Thorac Cardiovasc Surg 2017; 65(S 01): S1-S110
DOI: 10.1055/s-0037-1598683
Oral Presentations
Sunday, February 12, 2017
DGTHG: Intensive Care
Georg Thieme Verlag KG Stuttgart · New York

Novel Statistical Techniques for the Prediction of Acute Renal Injury after Cardiac Surgery Procedures: The Rise of the Machines?

E. Charitos
1   Cardiac Surgery, Universitätsklinikum Halle (Saale), Halle (Saale), Germany
,
H. Paarmann
2   Cardiac Anesthesiology, Helios Clinic Schwerin, Schwerin, Germany
,
H. Treede
1   Cardiac Surgery, Universitätsklinikum Halle (Saale), Halle (Saale), Germany
,
M. Heringlake
3   Anesthesiology, UKSH Lübeck, Lübeck, Germany
› Author Affiliations
Further Information

Publication History

Publication Date:
03 February 2017 (online)

Introduction: Machine learning techniques are being increasingly used in clinical studies for various regression and classification tasks including risk factor identification, predictive forecasting and analytics. Advantages over conventional techniques include efficient handling of high dimensional datasets, avoidance of overfitting, exploration of non-linear relationships without the need for parametric prespecification and detection of complex variable interactions. Aim of the present study was to investigate how these methods can provide insights into risk classification of the development of acute renal injury (AKI) after cardiac surgical procedures.

Methods: 1.176 consecutive, elective cardiac surgical patients were included in this study. Patients with chronic kidney disease stage 5 were excluded from analyses. AKI was defined according to KDIGO - creatinine criteria. Pre-operative plasma GDF-15, NTproBNP, hsTNT, clinical outcomes, and 30-day and 1-year mortality were recorded. Feature selection was investigated using exhaustive multivariate bidirectional stepwise logistic regression, elastic net regularization (lasso & ridge) logistic regression and ensemble learning methods (random forests, RF).
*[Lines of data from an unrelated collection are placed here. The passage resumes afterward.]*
PR #2962, opened 2026-08-10
Every agent reports in, and you answer from the dock

sinelaw:
Makes Fresh a control centre for a machine full of agents: a mailbox any agent can reach — whoever started it, whatever vendor built it — and a line in the dock to answer them on.

Design: `docs/internal/agent-control-plane.md`.

> **Stacked:** the full-screen **Home** view built on all of this — the agent list over the selected agent's live terminal, beside the chat — is **#2991**, in draft. It was lifted out so this PR is the control plane and the dock rather than a second view built on them. The host's `pane` widget stays here: it is a capability, and its only consumer is what moved.

## The mailbox

One directory per **agent**, in the checkout it works in:

```
<worktree>/.fresh/agents/<name>/
    status        one line — "<state> <summary>" — rewritten in place
    inbox/        one file per instruction for it; inbox/done/ when acted on
    outbox/       one file per thing it wants to say; outbox/read/ once shown
```

Per agent, not per worktree: two agents routinely share a checkout, and one mailbox per root has them overwriting each other's status and racing for each other's instructions. The directory name is also the **address**.

In the checkout rather than the data dir, because that is a path both sides can compute without coordinating: an agent someone started by hand knows its working directory and nothing about the plugin's layout. `.fresh/.gitignore` contains `*`, so the directory and the ignore file both stay out of `git status` (verified, not assumed).

- **`status`** is a state, and it supersedes screen inference wherever it exists — an agent saying `waiting …` outranks any guess made from its terminal, for the glyph *and* the reason text. Screen inference stays as the fallback, so agents that write nothing behave exactly as before.
- **`outbox/`** is a conversation. `status` is one line the agent overwrites; "I'm done pushing the 3 PRs" is said once, at a moment, and must still be there two minutes later. The drain appends to the transcript attributed to the agent and moves the file to `outbox/read/`, which is what makes it idempotent.
- **`inbox/`** is what sending writes.

Agents get three verbs rather than a directory layout to memorise — `fresh --cmd agent status|say|inbox --take` — over the already-authorised script channel, so an agent needs to know nothing about where any of this lives. The env vars (`$FRESH_AGENT_NAME`, `$FRESH_AGENT_INBOX`, …) remain for agents that prefer the files, and `fresh --cmd help agents` documents the convention for the ones we did not launch.

## The chat, in the dock

```
┌ Orchestrator ──────────────────────┐
│ [ New Task… ▾ ]  [Search Tasks   ] │
│ [ ▸ Filters ]  [ view: compact ]   │
├────────────────────────────────────┤
│   · proj                           │
│   * proj-1 · claude                │
│                                    │
│        ↑↓ switch   →← fold         │
│       Enter edit   F2 menu         │
├────────────────────────────────────┤
│ chat · → @proj/claude-main       □ │
│ you → @proj/claude-main            │
│ run the whole suite and report     │
│ which cases fail on the base       │
│ ────────────────────────────────── │
│ @proj/claude-main                  │
└────────────────────────────────────┘
```

**The address is chosen, not typed.** An earlier revision took a leading `@name` out of free text, which meant a typo sent your message nowhere and you found out later. Now typing filters a candidate list and there is no message field at all until you pick one — so an unaddressed message is unrepresentable. `Alt+C` puts the caret in the chat, Tab reaches it through the ordinary focus cycle, Backspace at the name reopens the picker.

Addresses are `workspace/agent`, because a name is only unique inside its own checkout and two workspaces routinely hold a `claude` each. When two workspaces would contribute the same half, every colliding one grows a further path segment until they differ — so `a/fresh/claude` and `b/fresh/claude`, never two identical rows.

**Sending wakes the addressee.** The mailbox is delivery, not receipt: a message to a workspace that is not loaded — every workspace after a restart — used to land in `inbox/` and wait for a turn that was never coming. Sending now restores the workspace, waits for its agent, and focuses its terminal. Nothing is typed at the agent; the inbox file is still the only delivery, so nothing can double-deliver and nothing can answer a permission prompt with a pasted sentence.

The distinction that took the longest to find, and which the UI does not show: a **dormant persisted window** has its agent's argv saved with the workspace, so materialising it brings the agent back and is worth waiting for. A **worktree discovered on disk** has no persisted window and nothing to resume — opening it yields a plain shell. Waiting there would spend the whole timeout to learn nothing, so the wake skips it and says so in the chat.

**Only agents that exist are offered.** A mailbox is evidence an agent *was* somewhere, not that one is there now: the `status` file outlives the process that wrote it. Detection is gated on the same predicate the wake uses — is there a workspace here the host is keeping, live or dormant — so what the picker offers and what sending can deliver are one answer rather than two that drift. Genuinely ambiguous cases stay listed: two mailboxes in one checkout, where neither can be attributed to that window's terminal but both are real.

## The control plane

- **`describeEnvironment()` / `describeWorkspace()`** — every window, its terminals and its panes, so a plugin can answer "what is going on" without being the active window.
- **Terminals addressed by window**, so reads and writes work across workspaces rather than only the focused one.
- **`orchestrator.fleet()`** — who is doing what, most urgent first, with the agent's own words where it wrote them and a guess from its screen otherwise. One call for "who needs me".
- **`editor.emitEvent`** — plugin-to-plugin events on the same bus as host events, so `agent_state_change` is subscribable with `editor.on`.
- **`fresh --cmd script run --as NAME`** replaces a previously-submitted script of that name instead of stacking another plugin, which is what makes an iterating agent's scratch scripts affordable.

No new CLI verbs: everything lands on the existing script channel.

## Host changes

- **A hit area remembers which column it was laid out in.** Hits were `(row, byte-range)` — the layout is 2-D and a hit kept one dimension, so "which column did the pointer mean" was not answerable, only guessable. A panel with a transcript beside a list has no hits in its left half, so every hover there lit a list row and every click selected one. `Row`'s zip already computes each child's span; carrying it on the hit turns resolution into containment. Hits that never went through a zip own their whole row, so single-column panels are unchanged.
- **The mouse wheel scrolls what the pointer is over.** The routing was already position-aware; the transcript emitted no scroll region because it was a `raw()` block rather than a list, so the hit test found nothing and fell through to "first scrollable widget", which was the workspace tree. A keyed `raw()` can now be a bottom-anchored scrollable viewport with its own region and scrollbar.
- **A text field can drop its brackets, and its popup its side borders.** Both are opt-in variants: the shapes are shared with Settings and the dock's search box, so changing the only available one was not on the table.
- **The dock lays itself out against the width the host drew**, not the width it asked for. The two diverge on a dragged dock, and everything downstream of that number — word wrap, truncation, the chrome budget, and so the position of the dock's bottom edge — was correct only while they agreed.
- **Every keyed pane is clickable, interactive or not.** Gating click rectangles on `interactive` is circular: a panel that makes its pane an input target only once it holds focus can then never be clicked into. `interactive` governs where keys go; it is not a statement about whether the rectangle is there.
- **`pane` renders composite buffers**, and clicking a pane focuses it, firing a `focus` widget event so a plugin can move its mode to match.
- **Dormant windows keep their agent's argv** from the persisted snapshot, so a restored workspace is legible before it is materialised.

## Tests

`orchestrator_dock.rs` — the chat's picker, send and transcript on the dock; the hint bar's pinning as the tree grows, folds and overflows. `orchestrator_attach_worktree.rs` — the bulk-action bar, including the Tab cycle that the chat's own Tab handling had been swallowing. `composite_pane.rs` — a composite buffer renders inside a panel. `widgets::registry` — a row hit does not reach across its column; a hit with no column still owns its row. Plus unit coverage for the bare field and popup shapes, the scrollable `raw()` viewport, and its tail-stick.

Beyond the suites, this was driven by hand in a real terminal with real agents in it — two of them sharing one workspace — which is where most of the bugs fixed here came from, including several the code read as correct.

## Deliberately not here

`docs/internal/chat-surface-gaps.md` records what is still wrong with the chat surface and why, so none of it is silently deferred.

Results: In terms of performance metrics, elastic net regularized logistic regression (lasso) provided superior association metrics with 0.813 accuracy, 0.956 specificity, 0.187 classification error and 0.773 AUC during k-fold cross validation. Ensemble RF techniques revealed significant non-linear effects and variable interactions: the prognostic ability of increased GDF-15 levels on the development of AKI was significantly more prominent in patients with normal preoperative creatinine levels.

Conclusions: Machine learning techniques offer a valuable toolbox for modern analyses of clinical data providing superior results and advantages over traditional techniques at the cost of perhaps a slightly less direct interpretability of the models and their results.